To quit, type nothing and press return.

['../Preprocess/wise_crowd_summaries/0.xml', '../Preprocess/wise_crowd_summaries/1'] 4 4 4 Traceback (most recent call last): File "/ssd-playpen/home/shiyue/cache/sacrerouge/metrics/PyrEval/Pyramid/pyramid.py", line 94, in BigSet2 = pairwise(segmentpool, N, threshold) File "/ssd-playpen/home/shiyue/cache/sacrerouge/metrics/PyrEval/Pyramid/lib_pyramid.py", line 341, in pairwise Q3 = np.percentile(np.asarray(scores), threshold) File "/ssd-playpen/home/shiyue/anaconda2/lib/python2.7/site-packages/numpy/lib/function_base.py", line 3707, in percentile a, q, axis, out, overwrite_input, interpolation, keepdims) File "/ssd-playpen/home/shiyue/anaconda2/lib/python2.7/site-packages/numpy/lib/function_base.py", line 3826, in _quantile_unchecked interpolation=interpolation) File "/ssd-playpen/home/shiyue/anaconda2/lib/python2.7/site-packages/numpy/lib/function_base.py", line 3405, in _ureduce r = func(a, kwargs) File "/ssd-playpen/home/shiyue/anaconda2/lib/python2.7/site-packages/numpy/lib/function_base.py", line 3941, in _quantile_ureduce_func x1 = take(ap, indices_below, axis=axis) weights_below File "/ssd-playpen/home/shiyue/anaconda2/lib/python2.7/site-packages/numpy/core/fromnumeric.py", line 189, in take return _wrapfunc(a, 'take', indices, axis=axis, out=out, mode=mode) File "/ssd-playpen/home/shiyue/anaconda2/lib/python2.7/site-packages/numpy/core/fromnumeric.py", line 56, in _wrapfunc return getattr(obj, method)(args, kwds) IndexError: cannot do a non-empty take from an empty axes.

I did run pytest sacrerouge/tests/metrics/pyreval_test.py, which looks normal to me: E AssertionError: Instance 1 not equal.
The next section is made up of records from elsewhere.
PR #585, opened 2021-01-19
Fix bare variable evaluation deprecation issue

MaXinjian:
Fix the following warning:
  evaluating 'vm_nodes' as a bare variable, this behaviour will go away and you might need to add |bool to the expression in the future. Also see CONDITIONAL_BARE_VARS

Signed-off-by: Ma Xinjian <maxj.fnst@cn.fujitsu.com>

### DIFF
--- a/vm-setup/roles/libvirt/tasks/network_setup_tasks.yml
+++ b/vm-setup/roles/libvirt/tasks/network_setup_tasks.yml
@@ -22,7 +22,7 @@
     nodes: "{{ vm_nodes }}"
     networks: "{{ networks }}"
   register: node_mac_map
-  when: vm_nodes
+  when: vm_nodes | length > 0
 
 # Create the global, root-managed libvirt networks to which we will
 # attach the undercoud and vm virtual machines.
--- a/vm-setup/roles/libvirt/tasks/vm_setup_tasks.yml
+++ b/vm-setup/roles/libvirt/tasks/vm_setup_tasks.yml
@@ -53,7 +53,7 @@
     autostart: "yes"
     uri: "{{ libvirt_uri }}"
 
-- when: vm_nodes
+- when: vm_nodes | length > 0
   environment:
     LIBVIRT_DEFAULT_URI: "{{ libvirt_uri }}"
   block:
--- a/vm-setup/roles/libvirt/tasks/vm_teardown_tasks.yml
+++ b/vm-setup/roles/libvirt/tasks/vm_teardown_tasks.yml
@@ -17,7 +17,7 @@
     LIBVIRT_DEFAULT_URI: "{{ libvirt_uri }}"
   block:
 
-    - when: vm_nodes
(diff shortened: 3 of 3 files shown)


vm-setup/roles/libvirt/tasks/network_setup_tasks.yml
```diff
@@ -22,7 +22,7 @@
     nodes: "{{ vm_nodes }}"
     networks: "{{ networks }}"
   register: node_mac_map
-  when: vm_nodes
+  when: not vm_nodes|bool
```
dtantsur, line 25: Why `not`? Shouldn't this be `when: vm_nodes is defined`?

vm-setup/roles/libvirt/tasks/vm_setup_tasks.yml
```diff
@@ -53,7 +53,7 @@
     autostart: "yes"
     uri: "{{ libvirt_uri }}"
 
-- when: vm_nodes
+- when: not vm_nodes|bool
```
dtantsur, line 56: Same

vm-setup/roles/libvirt/tasks/network_setup_tasks.yml
MaXinjian: when: vm_nodes is ok until ansible 2.12. Now it's just a [DEPRECATION WARNING]
https://github.com/ansible/ansible/issues/53428

maelk:
Isn't the not inverting the effect we want ?

vm-setup/roles/libvirt/tasks/network_setup_tasks.yml
dtantsur: That's not what I'm asking, please see my comment.

hardys: Right `vm_nodes` is a list https://github.com/metal3-io/metal3-dev-env/blob/master/vm-setup/roles/common/tasks/main.yml#L8

So this should instead be changed to check if the length of that list is non-zero AFAICS?

dtantsur: Yep, something like `vm_nodes | length > 0`

MaXinjian (commented):
> Isn't the not inverting the effect we want ?

Force updated to `when: vm_nodes | length > 0`

MaXinjian:
Thank you all for the patience. 
I have updated to `when vm_nodes | length > 0`

MaXinjian:
> /test-integration
> /test-centos-integration

test-integration failed when 04_verify.sh. But I have compared the jenkins log with passed logs, seems it has no business with this PR.

MaXinjian:
ping

MaXinjian:
ping？

maelk (approved):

Expected {'pyreval': {'raw': 16, 'quality': 0.47058823529411764, 'coverage': 0.3404255319148936, 'comprehensive': 0.4055068836045056}}, actual {'pyreval': {'raw': 17, 'quality': 0.5, 'coverage': 0.3617021276595745, 'comprehensive': 0.4308510638297872}}

sacrerouge/common/testing/metric_test_cases.py:42: AssertionError =============================== short test summary info ================================ FAILED sacrerouge/tests/metrics/pyreval_test.py::TestPyrEval::test_pyreval - Assertio... ======================= 1 failed, 3 passed in 377.74s (0:06:17) ========================

So, I don't know why it always has this error when evaluating my examples. I also tried some other [summary, ref] pairs, however, all throw this error. Do you have any idea of why this happens? Any hint will be helpful! Thank you so much!

danieldeutsch commented 3 years ago

Hi,

I think this is a bug in the original PyrEval code in which the code crashes if there is only 1 reference summary. I've had this problem before too.

When the pyramid is constructed, there is a pairwise similarity set created here https://github.com/serenayj/PyrEval/blob/b44bb991cf82c30e473b02534e1dbc2687747091/Pyramid/pyramid.py#L84-L94

That calls the pairwise function, which gets all combinations of the segments across reference summaries via the combinations function https://github.com/serenayj/PyrEval/blob/b44bb991cf82c30e473b02534e1dbc2687747091/Pyramid/lib_pyramid.py#L306-L312 summs is length 1 because there's only 1 reference, so getting all the pairwise combinations results in an empty summ_pairs, causing scores to remain empty.

I think if you do need to run it with 1 reference summary, it's probably best to open an issue here.

It's also worth knowing that if you do have multiple references, the score depends on the order of the references, which ends up being platform dependent. See here and my note about it here.

ZhangShiyue commented 3 years ago

Hi, thanks for your prompt reply!

I tried to repeat the reference: pyreval.score(summary, [ref, ref]) There is no error. Do you think this is a valid solution or not?

danieldeutsch commented 3 years ago

I am not sure, sorry. You would have to ask the authors of PyrEval. I only wrote a wrapper around their implementation

ZhangShiyue commented 3 years ago

No worries. Sure, thank you so much!

danieldeutsch commented 3 years ago

If it gets fixed upstream, I am happy to merge the changes here. Thanks!